| It's a metric that's hard to nail down because there is so much parameter space that you are flattening into one number. Also it doesn't address the "I care about these five high value words (that are made up), can you recognize them?" like product names and company names. There's ~4 types of audio: Phone call
- close microphone
- conversational
- low bandwidth audio
- two way conversation
- more industry specific terminology Meetings
- 2-5 people
- conversational
- far away mic
- better bandwidth audio
- more industry specific terminology Broadcast
- usually good diction
- close mic
- good bandwidth audio
- more general terminology Command&Control (saying to your phone: "go to <this address>")
- close mic or array or mics far away
- short audio chunks, 2-10 seconds
- spoken in a way that makes it easier to recognize (learned behavior)

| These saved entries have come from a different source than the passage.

PR #1425, opened 2023-09-15
controlflow fixes

### LINKED ISSUE #1392: bug in loop counters generates code that crashes
compile the C code in the next post with clang15 and something roughly equivalent to `"%clang -std=c11 -O0 -fno-unroll-loops -fno-tree-vectorize %s -S -emit-llvm -o - %newLoadClangEnzyme"`. The most important thing is `-O0` so that things are clear. The code is really quite minimal in terms of both manifesting the bug in the llvm and at run time.

Some important variables to keep in mind when reading the llvm in my next post:
`%10` is `A`'s tape
`%iv` is `A`'s loop counter

problem no. 1

The problem occurs when the original code exits via the `B` block. In this case the block `return.loopexit` is reached and the following is obviously a problem.
```ll
return.loopexit:
  %19 = getelementptr inbounds i64, ptr %.lcssa27, i64 undef ; BAD
  %20 = load i64, ptr %19, align 8, !invariant.group !6 ; %20 is supposed to be B's loop counter as loaded off of A's tape
```

problem no. 2
`"iv'ac.0"` is used in `invertA` as `A`'s reverse loop counter. This variable comes from the following places:
```ll
invertA:
  %"iv'ac.0" = phi i64 [ %"iv'ac.1", %invertif.else ], [ %iv.lcssa, %invertA.loopexit9 ]

invertA.loopexit9:
  %iv.lcssa = phi i64 [ %iv, %__enzyme_exponentialallocation.exit ]                     ; all good

invertif.else:
  %"iv'ac.1" = phi i64 [ %40, %incinvertA ], [ %"iv'ac.2", %invertB.preheader ]         ; all good. note %40 = %"iv'ac.0" - 1

invertB:
  %"iv'ac.2" = phi i64 [ %"iv'ac.3", %invertif.else35 ], [ undef, %return.loopexit ]    ; second is BAD

invertif.else35:
  %"iv'ac.3" = phi i64 [ %40, %invertA.loopexit ], [ %"iv'ac.2", %incinvertB ]          ; all good
```
Again, it is clear that enzyme has gotten confused about `invertA`'s loop counter when coming from `invertB`.

tthsqe12:
test code from  #1392


tthsqe12:
@wsmoses Could you say something about the viability of these changes before I start changing all of your doc tests?

wsmoses:
Yeah, I'll take a look in the next few days

enzyme/Enzyme/CacheUtility.cpp
```diff
@@ -459,14 +459,18 @@ llvm::AllocaInst *CacheUtility::getDynamicLoopLimit(llvm::Loop *L,
     auto Limit = B.CreatePHI(found.var->getType(), 1);
 
     for (BasicBlock *Pred : predecessors(ExitBlock)) {
-      if (LI.getLoopFor(Pred) == L) {
+      if (LI.getLoopFor(Pred) == L || L->contains(Pred)) {
```
wsmoses, line 462: Okay I agree with this change, as previously this had an assumption that an ExitBlcok would only be the exitblock for a single loop.

Will try to ponder a different test of this regarding the other changes.

wsmoses:
I inspected this more deeply, and at least one problem that this partially fixes is the fact that Enzyme (incorrectly) assumed that an exit block only had one loop predecessor. I fixed that assumption here: https://github.com/EnzymeAD/Enzyme/pull/1430 . That is effectively your change, however, the `store limit` part unfortunately had to be a lot more complex (see the PR).

I'm not sure that is the entirety of the issue you saw, but try that out and take a look?

tthsqe12:
Yes, there are two issues that the AB loops illuminate. Your PR does (1). What remains is (2) the antivars may be loaded uninitialized in the reverse pass. You can see these in the llvm in EnzymeLogic after enzyme has done its thing but before the post optimization passes are run. The promote pass from llvm is what obscures the bad loads. There is a function computeIndexOfChunk that loads from uninitialized antivars. This happens in ...'merge blocks that only initialize one of the antivars. This doesn't work because the whole tower of antivars needs initialization.

Try looking at the llvm (before post optimization) for the C code I posted.

tthsqe12:
@wsmoses I see that you did have a try at (2) in #1430 for v0.0.84. This gets closer, but it is not there yet. Here is the problem very specifically:
Suppose we have loop C inside a loop B inside a loop A, with induction vars ivC, ivB, ivA and limit caches llcC, llcB, llcA.
The primal code now has a correct block that looks like:
```return.loopexitC:
llcA = ivA
llcB[ivA] = ivB
llcC[ivA][ivB] = ivC
br return
```
Now, ivC'ac, ivB'ac, ivA'ac are uninitialized allocas to circumvent the SSA requirement. As for the reverse code:
*What we see in v0.0.82*:
```
invertreturn.loopexitC:
t1 = llcC[ivA'ac][ivB'ac]
ivC'ac = t1
```
This is doubly wrong because ivA'ac and ivB'ac are uninitialized when read, and ivA'ac and ivB'ac are not set. As a consequence of the first, llcC[ivA'ac][ivB'ac] reads from an undefined address.
*What we see in v0.0.84*:
```
invertreturn.loopexitC:
t3 = llcA
t2 = llcB[ivA'ac]
t1 = llcC[ivA'ac][ivB'ac]
ivA'ac = t3
ivB'ac = t2
ivC'ac = t1
```
This is getting closer but is still bad because ivA'ac and ivB'ac are uninitialized when used.
*What we need to see*:
```
invertreturn.loopexitC:
t3 = llcA
ivA'ac = t3
t2 = llcB[ivA'ac]
ivB'ac = t2
t1 = llcC[ivA'ac][ivB'ac]
ivC'ac = t1
```
Since I considered this an invasive change, in this PR I just put the initializations of ivA'ac, ivB'ac, and ivC'ac in the primal part.
Please decide where they best go.

wsmoses:
Excellent catch, I believe https://github.com/EnzymeAD/Enzyme/pull/1443 should remedy what you found

tthsqe12:
Looks good. Would you like the test code here in the integration folder?

wsmoses:
Yeah, the more the merrier. Rebase and let's merge?

tthsqe12:
This has only the test code now. By the way, the following tests broke sometime between v0.0.70 and v.0.0.80
```
ReverseMode/fbuff.cpp -O0 -std=c++11 -fno-exceptions -ffast-math
ReverseMode/map.cpp -O0 -std=c++11 -fno-exceptions -ffast-math
```

wsmoses (approved):

PR #1440, opened 2023-09-19
[BLAS] fix row transpose arg

wsmoses:


wsmoses:
@ZuseZ4 @gbaraldi this did not resolve the segfault of the test. Was this the correct fix ?

ZuseZ4:
I need to look at the Fortran code again, I think it might miss a bit.

ZuseZ4:
Found a second bug for gemv

ZuseZ4:
should be a strict improvement, so let's merge.
gemm (alpha, beta) might need more adjustments, but we can do that in a follow-up pr.

ZuseZ4 (approved):

PR #1453, opened 2023-09-23
cublas support

ZuseZ4:


enzyme/test/Integration/blasinfra.h
```diff
@@ -513,6 +588,30 @@ void cblas_dgemm(char layout, char transA, char transB, int M, int N, int K, dou
                                 M, N, K, lda, ldb, ldc});
 }
 
+using cublasOperation_t::CUBLAS_OP_UNUSED;
+
+__attribute__((noinline))
+cublasStatus_t cublas_ddot(cublasHandle_t *handle, int N, double* X, int incx, double* Y, int incy, double* result) {
+    CuBlasCall call = {inDerivative, CallType::DOT,
```
wsmoses, line 595: I would probalby not make a separate cucalls, but add an extra arg to calls saying device or API

ZuseZ4: I did consider / tried that for a while, but it turned out to be a bit annoying for a few reasons.
Let me try this one first, if I run into stronger issues or later I can still merge it?

enzyme/Enzyme/Utils.cpp
```diff
@@ -2511,9 +2548,18 @@ llvm::Value *is_normal(IRBuilder<> &B, llvm::Value *trans, bool byRef) {
 // However, if we ask openBlas c ABI,
 // it is one of the following 32 bit integers values:
 // enum CBLAS_TRANSPOSE {CblasNoTrans=111, CblasTrans=112, CblasConjTrans=113};
-llvm::Value *transpose(IRBuilder<> &B, llvm::Value *V) {
+llvm::Value *transpose(IRBuilder<> &B, llvm::Value *V, bool cublas) {
   llvm::Type *T = V->getType();
   Value *out;
+  if (cublas) {
```
ZuseZ4, line 2554: @wsmoses 
This relies on the integer representation of enums in c++, I took the order from some docs, is there a nicer way?

wsmoses: We can write our own enum or constant variables Eg Cublas_N to make it nicer, but unfortunately otherwise not. We just need to keep the ABI the same and we don't want to require cuBLAS to compile enzyme.

enzyme/Enzyme/Utils.cpp
```diff
@@ -655,8 +655,7 @@ void callMemcpyStridedBlas(llvm::IRBuilder<> &B, llvm::Module &M, BlasInfo blas,
 void callMemcpyStridedLapack(llvm::IRBuilder<> &B, llvm::Module &M,
                              BlasInfo blas, llvm::ArrayRef<llvm::Value *> args,
                              llvm::ArrayRef<llvm::OperandBundleDef> bundles) {
-  std::string copy_name =
-      (blas.prefix + blas.floatType + "lacpy" + blas.suffix).str();
+  std::string copy_name = blas.prefix + blas.floatType + "lacpy" + blas.suffix;
```
tgymnich, line 658: unnecessary heap allocations for construction temporary std::strings!
https://godbolt.org/z/Ecdcc5beK

wsmoses:
Note macos Julia CI is failing which we'll need to fix. Merging now to avoid a bunch of git nonsense per @ZuseZ4

PR #1472, opened 2023-10-10
ensure that double stores to tape do not incure additional mallocs

tthsqe12:
Previous version of enzyme vacillated between (1) storing double directly on the tape, and (2) storing a malloc(8) pointer on the tape and then storing the double in this new pointer. Since (1) is greatly to be preferred from a performance and memory consumption perspective, this test is meant to ensure that enzyme doesn't regress again in this aspect.


tthsqe12:
@wsmoses  It looks like enzyme now stores doubles directly on the tape (yay!), and this is what I am checking here. However, I have seen it - in the case of caching some integer quantities - doing the unnecessary extra indirection:
```
tape = malloc(...)
int* p = malloc(sizeof(int))
*(tape + some_offset) = p
// now use *p as the cache
```
There is no need to do this as the int can live directly on the tape. Could you possibly look into eliminating more of these extra fixed-size mallocs? I can give examples if needs be.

- usually a lot of widely known named entities are said In that full aggregated line up I bet we'd be in the 22-24% WER pack. That'd mostly be because we focus only on phone calls and meetings. We don't try to improve command&control/broadcast/podcast type yet. Broadcast because it's perceived as lower value (so customers tend not to pay for good recognition for it [we do train models to make them better for specific customers/verticals(usually a reduction of errors by 20-40%), but the buyer has to have a budget for it for now, but there are ways to make it cheaper in the long term]), command and control because you have to have a fleet of devices out in the field collecting data and driving use cases and we don't have customers there yet. |
In terms of gathering data, I'm curious how to plan to get the 15K audio hours it takes to train each of these models. The most you want to segment it (like through acoustic environment or genders), the more data you need. Do you have a cheap way of generating high quality data?